“秦公子,我来为您介绍一下,这位是小老儿主家鞠氏的二公子鞠昊,也是坐镇辽东,将来要主持铁州的州牧。他听说了您打算拜访徐氏的消息,愿意代为引荐,不知公子意下如何?”
“求之不得,只是麻烦鞠公子了。”
秦淮来到钢厂会客厅,听张武讲完鞠昊身份,又寒暄了几句,这才告别众人,拿着书信前往辽阳。
“鞠公子,争鸣会在即,七国贵族大多会派人前去观摩,不知燕地的队伍可已出发?”
装饰典雅的火车包厢里,秦淮三人坐在沙发上,跟有意结交的鞠昊有一搭没一搭地聊着些闲话。
“他们数月前便已出发,说是要早早前去做些准备。怎么,秦公子也要南下参会,共襄盛举?”
鞠昊眨了眨眼,看着姿容气度都绝非寻常的三人,心中不断猜测着秦淮的真实身份。
作为燕国的顶级贵族,鞠氏最早是姬姓王室所出,夺储失败的姬昇远走辽东,改氏为鞠,开枝散叶,历经数代人,才在燕王丹在位时重回国都蓟城,从封疆大族变成三公世家。
鞠昊本人见过许多七国贵族,对他们的行事作风还算了解,清楚如果他们出门游历,哪怕是为了修复家传炼宝,也一定会搞出好大的排场,像秦淮这种分外低调的江湖做派,简直比炼宝还要稀少。
“若此行北上无果,就只好去桑海碰碰运气了。”
秦淮点点头,坦言道。
“徐氏是专精剑器的铸匠家族,虽未掌握有铠具的炼宝之术,但在业内人缘颇好,认识许多名匠大家,即使无法复原秦公子的家传炼宝,应该也能帮忙断一断症结。”

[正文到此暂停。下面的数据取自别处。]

Issue #2291, opened 2019-08-02
Correct entity ID for Test Tier IDP


blairlearn:
In `simplesamlphp/config/authsources.php`, the code for deciding which IDP to use includes this block.

```
  case '01test':
  case '01testup':
    // This may not be correct.
    $idp = 'https://authtest.nih.gov/SAML2/IDP';
    break;
```

The correct value is `https://authtest.nih.gov/IDP`.

PR #2292, opened 2019-08-02
(#2291) Correct entity ID for Test Tier IDP

blairl-nih:
- Correct the IDP entity ID for the ACSF test tier.
- Make the selection of IDP for ACSF dev tier explicit.


blairlearn:
Tested on www-cms-test with `build-20200330_1221`.  Still working through IDP issues for the other cms sites on that tier, but it works.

两人正说着,汽笛声鸣响,火车缓缓停进站台,抵达铁州辽阳。
下了火车,还有马车,一路上鞠氏没有怠慢,毕竟做人做到底,送佛送到西。等到了徐府门口,递上那封张武亲笔的书信,管家毕恭毕敬地请几人进去,一番叙话后,才得知如今的徐氏家主并不在府中。
“方仙道来人,约徐大匠去临朐薰冶泉观摩名剑出世?”
鞠昊手里捧着茶碗,皱着眉头道:“什么时候的事,来的那位人是谁?”
“三日前,大王的座上宾羡门子高云游至此,跟老爷畅聊整夜后便欣然南下,要去看烛庸大师铸剑。”
见鞠昊问话,徐府管家不敢虚言,老老实实道。
“原来是他,我知道了。”
听到羡门子高的名字,鞠昊微微颔首,转过头来对秦淮说道:“此番却是不凑巧,要让秦公子白跑一趟了。”
“无妨,我等游历七国多年,跑空也是常有的事。”
秦淮摆了摆手,起身就要告辞:“既如此就不打扰两位了。”
“公子且慢,这封书信拿着,若你们还有意去薰冶泉,总不至于被拒之门外。”
鞠昊将张武写的书信递给秦淮,说道。
“好,鞠公子,我们日后有缘再会。”
秦淮没有推辞,收下书信后就出了徐府,往南而去。